Le fameux « roquet » ?
Christine Albanel : Absolument. Mais la formule n’était pas du tout préparée ! (Dans ce débat entre Jacques Chirac et Laurent Fabius, le premier traita le second de roquet, NDLR) A l’époque, il n’y avait pas ces « trucs » de communication, nous ne pensions pas en termes de « punchlines ». Nous préparions des fiches thématiques sur des foules de sujets, que Jacques Chirac mémorisait. Ensuite, chargée de mission à Matignon, j’ai continué à écrire des discours pour lui, tout en prenant en charge une partie des affaires culturelles, les droits de l’homme et les relations avec les cultes, mission que j’ai conservée, de retour à la mairie de Paris en 1988, et après.
Vous êtes l’une des seules femmes dans ce monde très masculin de la politique des années 1980 et 1990 …
Christine Albanel : Il y avait aussi Claude Chirac.
Mais c’est très différent …
Christine Albanel : Oui, c’est un petit peu différent (Rires). J’avais une relation de confiance avec Jacques Chirac, mais très inégalitaire. Il me tutoyait, tandis que je le vouvoyais. En général, Jacques Chirac avait tendance à tutoyer les jeunes femmes, alors qu’il vouvoyait les jeunes « technos » hommes de son entourage. Une fois, dans une réunion, il m’avait dit : « Qu’est-ce que tu dis, biquette ? », ou quelque chose qui y ressemblait.

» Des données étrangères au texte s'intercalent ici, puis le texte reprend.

PR #1650, opened 2024-06-08
Federated datasets availability monitoring

sgrebnov:

Implements periodic availability verification for Federated datasets (every 10 minutes per dataset) and report the `datasets_unavailable_time` metric (including dataset name and last availability time). If a dataset is detected as unavailable, verification is scheduled every 1 minute until the dataset becomes available.

Notes:
1. The `DatasetsHealthMonitor` naming is used instead of `DatasetsAvailabilityMonitor` to allow for a broader scope in the future, beyond just connectivity tests. Currently, it already ensures that parameters (tokens/auth) are still valid by performing a synthetic query.
1. The test for the federated dataset type is performed inside `DatasetsHealthMonitor` so that the current health check functionality can be extended to include accelerated dataset sources (if we decide to).

Next steps:
1. Use `query_history` to check if there have been successful requests for a table to update availability information without performing a synthetic request.
2. Exponential delay for connectivity tests for unavailable datasets.


crates/runtime/src/datasets_health_monitor.rs
```diff
@@ -0,0 +1,229 @@
...
+}
+
+pub enum AvailabilityVerificationResult {
+    Available,
+    Unavailable(SystemTime, String),
+}
+
+pub struct DatasetsHealthMonitor {
+    df_ctx: Arc<SessionContext>,
+    monitored_datasets: Arc<Mutex<HashMap<String, Arc<DatasetAvailabilityInfo>>>>,
```
gloomweaver, line 69: Isn't it better to use RwLock here?

sgrebnov: RwLock is better than there are many readers, in this case we mostly write/mutate `monitored_datasets` so Mutex is appropriate here.

digadeesh (approved):

PR #1653, opened 2024-06-10
Support stream in `v1/assist`

Jeadie:
## Changes
 - If `?stream=true` for route `POST /v1/assist/`. Returns data via server-side events (SSE), in the following order
     - 1: JSON describing the rows of data used from each source (structure is the same as the `from`  field in `v1/assist`)
     - 2 -> n: Plaintext streamed (i.e. the `text` field, but in message chunks). 

- New optional trait in `Chat`. Default method utilises existing `run` method.
```rust
async fn stream<'a>(&mut self, prompt: String) -> Result<Pin<Box<dyn Stream<Item = Result<Option<String>>> + Send>>>;
```


crates/llms/src/chat/mod.rs
```diff
@@ -127,6 +131,74 @@ pub fn message_to_content(message: &ChatCompletionRequestMessage) -> String {
...
+                        role: Some(Role::System),
+                        function_call: None,
+                    },
+                    index: i,
+                    finish_reason: None,
+                    logprobs: None,
+                };
+
+            yield Ok(CreateChatCompletionStreamResponse {
+                id: "42".to_string(),
```
sgrebnov: Please see if it is worth to document "42" usage here

sgrebnov (dismissed):

crates/llms/src/chat/mod.rs
```diff
@@ -127,6 +131,74 @@ pub fn message_to_content(message: &ChatCompletionRequestMessage) -> String {
...
+        &mut self,
+        prompt: String,
+    ) -> Result<Pin<Box<dyn Stream<Item = Result<Option<String>>> + Send>>> {
+        let resp = self.run(prompt).await;
+        Ok(Box::pin(stream! {
+            yield resp
+        }))
+    }
+
+    #[allow(deprecated)]
```
ewgenius, line 143: Can't we use `tool_call` instead of deprecated `function_call`?

ewgenius: Ah, it just have to be passed

ewgenius (dismissed):

phillipleblanc (dismissed):

digadeesh (approved):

A la fin de la réunion, je suis allée lui dire qu’il ne pouvait pas me parler comme ça ! Il m’avait répondu, perplexe : « mais pourquoi ? » Je lui avais expliqué : « Mais comment voulez-vous qu’on me prenne au sérieux si vous m’appelez biquette ? » Lui ne voyait pas tellement le problème … Il est vrai que j’avais vingt-sept ans…

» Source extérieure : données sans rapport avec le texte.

PR #1658, opened 2024-06-10
Validate table constraints (Primary Keys/Unique Index) on accelerated tables

### LINKED ISSUE #1659: Detect when an incoming batch of data would violate the uniqueness constraints specified by the table's primary keys or unique indexes

phillipleblanc:
Closes #1659

Validate table constraints on new data arriving into the accelerated table.

This can be used to provide a good error message when we receive a batch of data that we know cannot be applied to the existing table, because the incoming data itself violates the constraints of the table.

The only safe thing to do in this case is report an error - this is the same behavior as PostgreSQL - even if the user has specified `on_conflict` behavior. The `on_conflict` behavior specifies what happens when new data conflicts with existing data in the table, not when the new data conflicts with itself.


crates/data_components/src/duckdb/write.rs
```diff
@@ -113,9 +120,7 @@ impl DataSink for DuckDBDataSink {
         data: SendableRecordBatchStream,
         _context: &Arc<TaskContext>,
     ) -> datafusion::common::Result<u64> {
-        let mut num_rows = 0;
-
-        let mut db_conn = self.duckdb.connect().await.map_err(to_datafusion_error)?;
+        let mut db_conn = self.duckdb.connect_sync().map_err(to_datafusion_error)?;
```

Quand arrive la campagne de 1995, avez-vous en tête d’être plume à l’Élysée ? Ou bien avez-vous d’autres envies ?
Christine Albanel : Je voulais surtout avoir la responsabilité d’un secteur important. A l’Élysée, en 1995, nous étions très peu nombreux : une quinzaine, seulement. Donc nous avions tous des secteurs énormes. Le mien rassemblait l’éducation, la culture, l’audiovisuel, les relations avec les cultes. Cela représentait un travail considérable qui, aujourd’hui, est effectué par plusieurs conseillers ! Pour les discours, chaque conseiller devait écrire ceux qui concernaient son secteur, pour moi, en priorité, l’éducation et la culture. Après, certains savaient écrire et d’autres non. Henri Bentégeat par exemple, chef de l’Etat-major particulier, écrivait des discours de défense remarquables. Parfois, je devais remettre un peu d’ordre dans les discours des autres…
“Nous passions des week-end avec Jacques Chirac à travailler ses discours”

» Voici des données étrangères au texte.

PR #1678, opened 2024-06-11
Generate unique runtime instance name, and store in `runtime.metrics` table

ewgenius:
Generates unique instance name on spice runtime start, using name from spicepod (defaults to `spice`) and 8 characters uuid hash.

Added `instance` column to runtime.metrics table

CleanShot 2024-06-11 at 23 33 40@2x

### DIFF
--- a/crates/runtime/src/lib.rs
+++ b/crates/runtime/src/lib.rs
@@ -204,7 +204,7 @@ pub type EmbeddingModelStore = HashMap<String, RwLock<Box<dyn Embed>>>;
 
 #[derive(Clone)]
 pub struct Runtime {
-    pub instance_name: String,
+    instance_name: String,
     pub app: Arc<RwLock<Option<App>>>,
     pub df: Arc<DataFusion>,
     pub models: Arc<RwLock<HashMap<String, Model>>>,
--- a/crates/runtime/src/lib.rs
+++ b/crates/runtime/src/lib.rs
@@ -55,6 +55,7 @@ use tokio::sync::oneshot::error::RecvError;
 use tokio::sync::RwLock;
 use tokio::time::sleep;
 pub use util::shutdown_signal;
+use uuid::Uuid;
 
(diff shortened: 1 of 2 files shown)


sgrebnov (dismissed):

crates/runtime/benches/setup/mod.rs
```diff
@@ -18,7 +18,7 @@ pub(crate) async fn setup_benchmark(
 
     let app = build_app(upload_results_dataset);
 
-    let rt = Runtime::new(Some(app), Arc::new(vec![])).await;
+    let rt = Runtime::new("spice".to_string(), Some(app), Arc::new(vec![])).await;
```
sgrebnov: Nit: we can have separate method to specify the name and default to "spice" or auto-generated uuid. This way we don't need to update all tests/benches.


let rt = Runtime::new()
rt.with_name(...)

gloomweaver (dismissed):

crates/runtime/benches/setup/mod.rs
ewgenius: Thanks for pointing out 👍. Moved instance name generation inside runtime, we don't actually need to modify it outside.

crates/runtime/src/lib.rs
```diff
@@ -203,6 +204,7 @@ pub type EmbeddingModelStore = HashMap<String, RwLock<Box<dyn Embed>>>;
 
 #[derive(Clone)]
 pub struct Runtime {
+    pub instance_name: String,
```
phillipleblanc: This doesn't need to be public right?

phillipleblanc (dismissed):

crates/runtime/src/lib.rs
ewgenius: Yes, changed to private

phillipleblanc (approved):

PR #1682, opened 2024-06-12
Atomic updates for DuckDB tables with constraints

### LINKED ISSUE #1652: Handle DuckDB limitation on uniqueness violations in transactions
DuckDB has a limitation it calls [Over-Eager Unique Constraint Checking](https://duckdb.org/docs/sql/indexes#over-eager-unique-constraint-checking) which prevents us from being able to delete and insert in the same transaction.

phillipleblanc:
Closes #1652

DuckDB has a limitation which prevents it from being able to delete from a table and insert into that table if the table has any constraints defined. https://duckdb.org/docs/sql/indexes#over-eager-unique-constraint-checking

We work around this by creating a new table that is a copy of the existing table with no data (but same schema, indexes and constraints). We then insert into this new table, and then finally we drop the old table, drop the indexes of the copied table (since DuckDB doesn't support renaming tables that have indexes), rename the copied table to the original table name, and recreate the indexes. And it does this all within a transaction, so any error will not leave the table in an inconsistent state.

We can do this if the update is an overwrite, if its an update then we still create the new table and insert into it. But then we insert from the new table into the original table. We currently don't handle conflict violations, but that will come in a follow up PR.

This is enabled by moving the logic for creating the table into a new struct `TableCreator`. This struct is responsible for managing the lifecycle of a table, including the advanced functionality to create the copy, merge the table back in, create/drop indexes, etc.


crates/data_components/src/duckdb/write.rs
```diff
@@ -142,26 +142,41 @@ impl DataSink for DuckDBDataSink {
...
 }
 
 impl DuckDBDataSink {
-    fn new(duckdb: Arc<DuckDB>, overwrite: bool) -> Self {
+    pub(crate) fn new(duckdb: Arc<DuckDB>, overwrite: bool) -> Self {
         Self { duckdb, overwrite }
     }
 
-    fn try_write_all(
+    /// If there are constraints on the `DuckDB` table, we need to create an empty copy of the target table, write to that table copy and then depending on
```
Jeadie, line 163: Good to have https://duckdb.org/docs/sql/indexes#over-eager-unique-constraint-checking referenced here.

crates/data_components/src/duckdb/write.rs
```diff
@@ -170,11 +185,52 @@ impl DuckDBDataSink {
...
+        };
+
         if self.overwrite {
-            tracing::debug!("Deleting all data from table.");
+            insert_table_creator
+                .replace_table(tx, orig_table_creator)
+                .map_err(to_datafusion_error)?;
+        } else {
+            insert_table
+                .insert_table_into(tx, &self.duckdb)
```
Jeadie, line 211: Nice to have temporary comment mentioning issue with on conflicts.

crates/data_components/src/duckdb/creator.rs
```diff
@@ -0,0 +1,438 @@
...
+        &self,
+        transaction: &Transaction<'_>,
+        columns: Vec<&str>,
+        unique: bool,
+    ) -> super::Result<()> {
+        let mut index_builder = IndexBuilder::new(&self.table_name, columns);
+        if unique {
+            index_builder = index_builder.unique();
+        }
+        let sql = index_builder.build_postgres();
```
Jeadie, line 293: build postgres?

phillipleblanc: Sea-Query doesn't support DuckDB as a target - but the INDEX creation syntax is similar enough that it doesn't really matter which variant is used.

ewgenius (approved):

Issue #1440, opened 2024-05-21
Enhancement: Improve dataset registration output


lukekim:
## Goal-State/What/Result

Dataset registration output includes caching and acceleration information about the dataset.

## Why/Purpose

To help the user confirm the configuration of each dataset at runtime to avoid misconfiguration issues.

## By When

A target date for done-done completion of the entire enhancement.

**Issue/Spec written and reviewed:** 06/13
**Done-Done:** 06/14

## Done-Done

- [x] [First Principles Driven](https://github.com/spiceai/spiceai/blob/trunk/docs/PRINCIPLES.md)
- [x] The Algorithm
- [x] PM/Design Review
- [x] UX Review
- [x] Threat Model / Security Review
- [x] Tests
- [x] Documentation
- [x] Samples/Quickstarts/Tutorials
- [x] Release Notes

## Spec

1. Should include `from` spec information.
1. Should include information whether results cache is enabled
1. For accelerated datasets should include acceleration with engine informational text: `with acceleration(<engine>, <optional refresh interval>, <optional retention check interval>, <optional information about fallback on source>)`
 - If refresh is on: include refresh check interval information as `30s refresh`
 - If retention is on: include retention check interval information as `1hr retention`
 - If non-default on_empty_result fallback add "fallback on source on empty result"
 - for file mode use `acceleration (sqlite:file)` format

Examples:

```bash
Dataset taxi_trips registered (s3://spiceai-demo-datasets/taxi_trips/2024/), results cache enabled.
Dataset taxi_trips registered (s3://spiceai-demo-datasets/taxi_trips/2024/), acceleration (duckdb), results cache enabled.
Dataset taxi_trips registered (s3://spiceai-demo-datasets/taxi_trips/2024/), acceleration (sqlite:file, 30s refresh).
Dataset nation registered (spiceai:tpch.nation), acceleration (sqlite, 30s refresh, 1hr retention).
Dataset nation registered (spiceai:tpch.nation), acceleration (sqlite, fallback on source on empty result).
```

## How/MAP
 - [x] Update registration output
 - [x] Update [README.md](https://github.com/spiceai/spiceai/blob/trunk/README.md) with updated registration output

### Implementation (issues)
- https://github.com/spiceai/spiceai/pull/1692
- https://github.com/spiceai/spiceai/pull/1694

phillipleblanc:
@sgrebnov set a target date, then spec out the issue. Add examples of what we expect the logs to look like after this is done.

[...]

PR #1692, opened 2024-06-14
Improve dataset registration output

sgrebnov:
Implements https://github.com/spiceai/spiceai/issues/1440 

Improves dataset registration output. Examples:

```bash
Dataset taxi_trips registered (s3://spiceai-demo-datasets/taxi_trips/2024/), results cache enabled.
Dataset taxi_trips registered (s3://spiceai-demo-datasets/taxi_trips/2024/), acceleration (duckdb), results cache enabled.
Dataset taxi_trips registered (s3://spiceai-demo-datasets/taxi_trips/2024/), acceleration (sqlite:file, 30s refresh).
Dataset nation registered (spiceai:tpch.nation), acceleration (sqlite, 30s refresh, 1hr retention).
Dataset nation registered (spiceai:tpch.nation), acceleration (sqlite, fallback on source on empty result).
```

### DIFF
--- a/crates/runtime/src/lib.rs
+++ b/crates/runtime/src/lib.rs
@@ -54,6 +54,7 @@ use spicepod::component::model::Model as SpicepodModel;
 use tokio::sync::oneshot::error::RecvError;
 use tokio::sync::RwLock;
 use tokio::time::sleep;
+use tracing_util::dataset_registered_trace;
 pub use util::shutdown_signal;
 use uuid::Uuid;
 
@@ -80,6 +81,7 @@ pub mod spice_metrics;
 pub mod status;
 pub mod timing;
 pub(crate) mod tracers;
+mod tracing_util;
 
 pub mod datasets_health_monitor;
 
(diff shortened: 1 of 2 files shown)


crates/runtime/src/lib.rs
```diff
@@ -80,6 +81,7 @@ pub mod spice_metrics;
 pub mod status;
 pub mod timing;
 pub(crate) mod tracers;
+mod tracing_util;
```
y-f-u, line 84: is this line needed?

crates/runtime/src/tracing_util.rs
```diff
@@ -0,0 +1,116 @@
...
+        info.push_str(":file");
+    }
+
+    if let Some(refresh_interval) = &acceleration.refresh_check_interval {
+        info.push_str(&format!(", {refresh_interval} refresh"));
+    }
+    if let Some(retention_check_interval) = &acceleration.retention_check_interval {
+        if acceleration.retention_check_enabled {
+            info.push_str(&format!(", {retention_check_interval} retention"));
+        }
```
y-f-u, line 60: this seems missing the incremental append info?

crates/runtime/src/lib.rs
sgrebnov: Confirm this is required to include `dataset_registered_trace`

y-f-u: right, I see, it's in the same package.

crates/runtime/src/tracing_util.rs
sgrebnov: Added, thank you!

y-f-u (approved):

A l’Élysée, vous n’étiez pas la plume de Jacques Chirac, donc, mais une plume.
Christine Albanel : Oui, mais en même temps, j’étais aussi la plume attitrée pour les discours très particuliers, comme le Vel d’Hiv ou l’hommage au Président Mitterrand, ou très politiques. Par exemple, j’avais en charge les vœux aux Français du 31 décembre, ou encore les vœux à la Corrèze, qui étaient toujours un moment attendu de la presse.
Quels souvenirs gardez-vous des processus de rédaction des grands discours présidentiels ?
Christine Albanel : Sauf exception, tous les discours faisaient l’objet d’interminables séances de relecture le dimanche après-midi. Interminables ! C’était parfois éprouvant, notamment quand diverses personnes plus ou moins compétentes donnaient leur avis sur la moindre virgule du texte que j’avais écrit. Cela changeait radicalement du Chirac que j’avais connu auparavant, qui improvisait souvent… Ainsi, pendant la campagne présidentielle de 1988, j’écrivais les seules introductions et conclusions, et il improvisait tout le reste. Nous relisions les textes avec Édouard Balladur et Alain Juppé. Nous étions quatre, c’était tout. A l’Élysée, cela a pris ces proportions rituelles démesurées. La vérité, c’est que Jacques Chirac était assez anxieux au sujet de ses discours, et qu’il aimait occuper ainsi ses week-ends, car il n’avait plus la Corrèze.
A l’Élysée, parliez-vous parfois littérature avec Dominique de Villepin, alors secrétaire général ?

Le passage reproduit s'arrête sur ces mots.